» Requirement
The lines to copy are those in the records below that hold the word "stream".

» Exercise data
PR #10555, opened 2026-07-22
accdb: fix fork id off by 1 on boot

ibhatt-jumptrading:
currently leak 1 fork id at boot, creates off-by-1 capacity for bank capacity

### DIFF
--- a/src/discof/replay/test_replay_tile.c
+++ b/src/discof/replay/test_replay_tile.c
@@ -18,8 +18,12 @@
    will be a no-op. ---- */
 
 #include "../../flamenco/runtime/fd_bank.h"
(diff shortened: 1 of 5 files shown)


src/discof/replay/test_replay_tile.c
```diff
@@ -23,6 +23,7 @@
 #include "../../flamenco/runtime/fd_txncache.h"
 #include "../../flamenco/rewards/fd_stake_rewards.h"
 #include "fd_sched.h"
+#include <setjmp.h>
```
mmcgee-jump: wtf?

ibhatt-jumptrading: 🤷

yufeng-jump (approved):

PR #10559, opened 2026-07-22
[v1.1 backport] replay: defer shred version check with wait-for-supermajority

ripatel-fd:
Backport of #10558


jvarela-jump (approved):
Following review from jherrera-jump and testing by ripatel-fd.

PR #10567, opened 2026-07-24
runtime: clean up deplete_cu_meter_on_vm_failure

mjain-jump:


mjain-jump:
Waiting on https://github.com/anza-xyz/agave/pull/14116 to be cut into a release before merging

PR #10568, opened 2026-07-26
quic: implement PATH_CHALLENGE response (RFC 9000 Section 8.2)

### LINKED ISSUE #3791: Respond to QUIC path challenges
fd_quic currently ignores PATH_CHALLENGE frames.
This is a potential source of conn failures since TPU clients might require a path challenge before sending stream data.

sabijuraa:
Right now fd_quic receives PATH_CHALLENGE frames and does nothing with them.
RFC 9000 §8.2 says the recipient MUST send back a PATH_RESPONSE with the
same 8 bytes — if it doesn't, path validation fails on the sender's side
and some clients won't proceed with sending stream data.

I ran into this while looking at the QUIC networking layer after my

» Your response
This is a potential source of conn failures since TPU clients might require a path challenge before sending stream data.
and some clients won't proceed with sending stream data.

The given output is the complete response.